Agree with the rounding errors observations.

Any upload to the car that shows on the UI, such as 53 kWh, could be 52.50 or 53.49........and my 20% SOC could be 19.51 or 20.49 (thus my use of when it goes from green to yellow is a solid 20.0%.

The last time I topped the car up to 100% with no more input from the grid, IIRC my range said 508 km (or something very close to that).

My attitude: I took delivery of a car with an EPA rating of 499 kms.

My first 100% top up showed exactly 499 kms.

Almost 18 months later, the silly thing will show 508 kms.

At the end of the day, as long as my routine, non-stop travel legs still happen without stopping, I'm happy with that........


----------



## TeslaKiller (Oct 8, 2019)

That's probably the attitude for most people. Some people haven't even seen a Supercharger or a 3rd party plug.

But, unfortunately, from time to time they will deplete the range on a long trip and wonder why they don't get the advertised range even though they drive at advertised consumption that should give them the range advertised. And some of them even start suing

I just feel that if people were a little bit more informed, we would have a better overall experience. In the forum as well.

But I guess I was wrong...


----------



## M3OC Rules (Nov 18, 2016)

TeslaKiller said:


> So they can be honest and show less miles (bad for marketing) OR be factual and show the EPA rating, but then show 0-100% as it should be.

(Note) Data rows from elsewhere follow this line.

PR #15167, opened 2026-02-19
[python] Look in all root dirs for entry points if the framework is django.

dnwpark:
Django projects tend to not have a standard `app` directory that they put their entry point into.

Find the entry point by either:
- parsing the manage.py to find settings.py, parse that then get the entrypoint file.
- fallback to looking for `app`/`application`

> [!NOTE]
> Low Risk Change
>
> This PR adds new Django entrypoint detection logic by parsing manage.py and settings.py files to find WSGI/ASGI application paths, with no security, auth, or data-related changes.
> 
> - New functions to parse Django settings module from manage.py and resolve WSGI/ASGI entrypoints
> - Rust AST parsing additions for extracting string constants and DJANGO_SETTINGS_MODULE values
> - Comprehensive test coverage for new Django entrypoint discovery logic
>
> <sup>Risk assessment for [commit 88a34b0](https://github.com/vercel/vercel/commit/88a34b0616dee819d1e58f4a7c9d5e65f2ec2d17).</sup>


packages/python/src/entrypoint.ts
```diff
@@ -81,9 +92,23 @@ export async function detectGenericPythonEntrypoint(
...
 
     // Search candidate locations using AST-based detection
-    const candidates = PYTHON_CANDIDATE_ENTRYPOINTS.filter(
-      (c: string) => !!fsFiles[c]
-    );
+    let base_candidates: string[];
+    if (_framework !== 'django') {
+      base_candidates = PYTHON_CANDIDATE_ENTRYPOINTS;
+    } else {
+      const rootGlobs = await glob('*', {
```
elprans: I think for Django we ought to look for `manage.py` and extract the server entrypoint from there.

elprans: Specifically look for `DJANGO_SETTINGS_MODULE` (but we should also respect it in the environment)

dnwpark: Makes sense. I'll parse the `manage.py` and look for where `DJANGO_SETTINGS_MODULE` is set.

elprans: Basically, you need to follow django's own resolution process.  I think it looks for `asgi.py`/`wsgi.py` in the app package (which would be next to settings), but please read the docs.

elprans: Actually, I think it;s just `WSGI_APPLICATION` in `settings.py`

packages/python/src/entrypoint.ts
```diff
@@ -80,23 +107,64 @@ export async function detectGenericPythonEntrypoint(
...
-        debug(`Detected Python entrypoint: ${candidate}`);
-        return candidate;
+        debug(`Using configured Python entrypoint: ${entry}`);
+        return entry;
       }
     }
 
-    // No valid entrypoint found via AST detection
-    return null;
+    // If the Django WSGI entrypoint exists and is valid, use it
```
elprans: comments seems misplaced

packages/python/src/entrypoint.ts
```diff
@@ -80,23 +107,64 @@ export async function detectGenericPythonEntrypoint(
...
+    const wsgiEntry = await getDjangoEntrypoint(workPath);
```
elprans: we should probably try harder to find `manage.py` and look one level of subdirectories deep?  Unless I'm misunderstanding what `workPath` means here that is.  @ricardo-agz, WDYT?

packages/python-analysis/crates/vercel_python_analysis/src/entrypoint.rs
```diff
@@ -77,13 +79,122 @@ pub(crate) fn contains_app_or_handler_impl(source: &str) -> bool {
...
+    };
+    walk_body(&mut finder, parsed.suite());
+    match finder.matches.len() {
+        1 => Some(finder.matches.into_iter().next().unwrap()),
+        _ => None,
+    }
+}
+
+/// Visitor that walks the AST and collects every DJANGO_SETTINGS_MODULE value
+/// from os.environ.setdefault('DJANGO_SETTINGS_MODULE', ...) calls.
```
msullivan, line 158: How canonical is this `os.environ.setdefault` pattern? There's obviously a million other ways to set an environment variable.

dnwpark: Hard to say. It is what you get when you start a new django project with `django-admin startproject`.

I did some searching for sample projects around github and none of them seem to have done anything else.

dnwpark: There is some older documentation about importing settings from other settings files in case there are multiples, and also you can override the settings within the code, and also pass an explicit settings file to `runserver`

packages/python/src/entrypoint.ts
dnwpark: I am now checking for immediate subdirs as well.

packages/python/src/entrypoint.ts
dnwpark: expanded comments to maybe make them clearer

packages/python-analysis/crates/vercel_python_analysis/src/entrypoint.rs
dnwpark: Looking further out, it seems many projects use a `Procfile` to specify the entry point to hosting apps. We should prioritize that first

dnwpark: Did some more digging, and a lot of projects use a `Procfile` to specify the entry point. Also I did find one more project that didn't specify `WSGI_APPLICATION` anywhere, trying to figure out what that's all about.

packages/build-utils/src/python.ts
```diff
@@ -22,3 +27,256 @@ export async function isPythonEntrypoint(
...
 }
+
+/**
+ * Read Procfile at workPath and parse the web process. Supports:
+ * - web: gunicorn <module> or <module>:<attr>
+ * - web: uvicorn <module> or <module>:<attr>
+ * - web: uwsgi <settings>.ini (reads module = <appModule> from the INI)
+ * Returns the corresponding Python file path or null.
+ */
+export async function getProcfileWebEntrypoint(
```
ricardo-agz: While I think parsing the Procfile _is_ something we should do, I think it should probably be more so to create a `vercel.json` with services or something rather that for it to be something we strictly rely on and depend on going forward

We currently have a way to specify a specific non-standard entrypoint with an `app` script in `pyproject.toml`. Maybe if we _can't_ find a standard entrypoint but we do see a `Procfile` it should prompt you in the CLI something like "We detected your entrypoint as __ from Procfile, does this look right? Y/n" and if you select yes it adds the app script to `pyproject.toml`

@elprans thoughts?

ricardo-agz: Actually, I thought Procfile was Heroku-specific but seems like it is sort of widely adopted by other platforms? So maybe we do actually want to support it natively but I still think it might be outside the scope of just Django entrypoint detection

msullivan (approved):
Probably get @elprans to take another look too though

packages/build-utils/src/python.ts
```diff
@@ -22,3 +27,58 @@ export async function isPythonEntrypoint(
...
+): Promise<string | null> {
+  const settingsModule = await getDjangoSettingsModule(workPath);
+  if (!settingsModule) return null;
+  const settingsPath = join(
+    workPath,
+    `${settingsModule.replace(/\./g, '/')}.py`
+  );
+  try {
+    const settingsContent = await fs.promises.readFile(settingsPath, 'utf-8');
+    const wsgiApplication = await getStringConstant(
```
ricardo-agz, line 80: Should we not also try to get the asgiApplication here? And I think we should probably prioritize `ASGI_APPLICATION` over `WSGI_APPLICATION` if it exists

packages/python-analysis/src/semantic/entrypoints.ts
```diff
@@ -42,3 +42,43 @@ export async function containsAppOrHandler(source: string): Promise<boolean> {
...
+ */
+export async function getStringConstant(
+  source: string,
+  name: string
+): Promise<string | null> {
+  const mod = await importWasmModule();
+  return mod.getStringConstant(source, name) ?? null;
+}
+
+/** Regex to detect os.environ.setdefault('DJANGO_SETTINGS_MODULE', '...') so we can skip WASM when absent */
```
ricardo-agz: Should we make this check a bit more liberal? So it also catches stuff like:
```python
os.environ.setdefault(
    "DJANGO_SETTINGS_MODULE",
    "hello.settings",
)
```

or 

```python
os.environ.setdefault(
    "DJANGO_SETTINGS_MODULE",  # default settings module
    "hello.settings"
)
```

Since it's just an optimization maybe it should just check for the existence of DJANGO_SETTINGS_MODULE

ricardo-agz (approved):

packages/python-analysis/src/semantic/entrypoints.ts
dnwpark: Good call!

packages/build-utils/src/python.ts
dnwpark: So `ASGI_APPLICATION` isn't a core django setting, but is used by other frameworks. I've added it for now but in the future we should be smarter about how we check for it.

If I'm understanding you correctly you're saying the 0-100% doesn't include the buffer and Elon's tweet supports that. Ok, but can't you still use the buffer which means that's not dishonest in terms of the EPA rating?


----------



## TeslaKiller (Oct 8, 2019)

M3OC Rules said:


> If I'm understanding you correctly you're saying the 0-100% doesn't include the buffer and Elon's tweet supports that. Ok, but can't you still use the buffer which means that's not dishonest in terms of the EPA rating?


I am explaining it in the video.

You can still use it, but below 0%. But the 0-100% in rated range uses it ABOVE 0% for its calculation. They are just tricking people in the calculations, most if not all will never notice that they actually have less range available.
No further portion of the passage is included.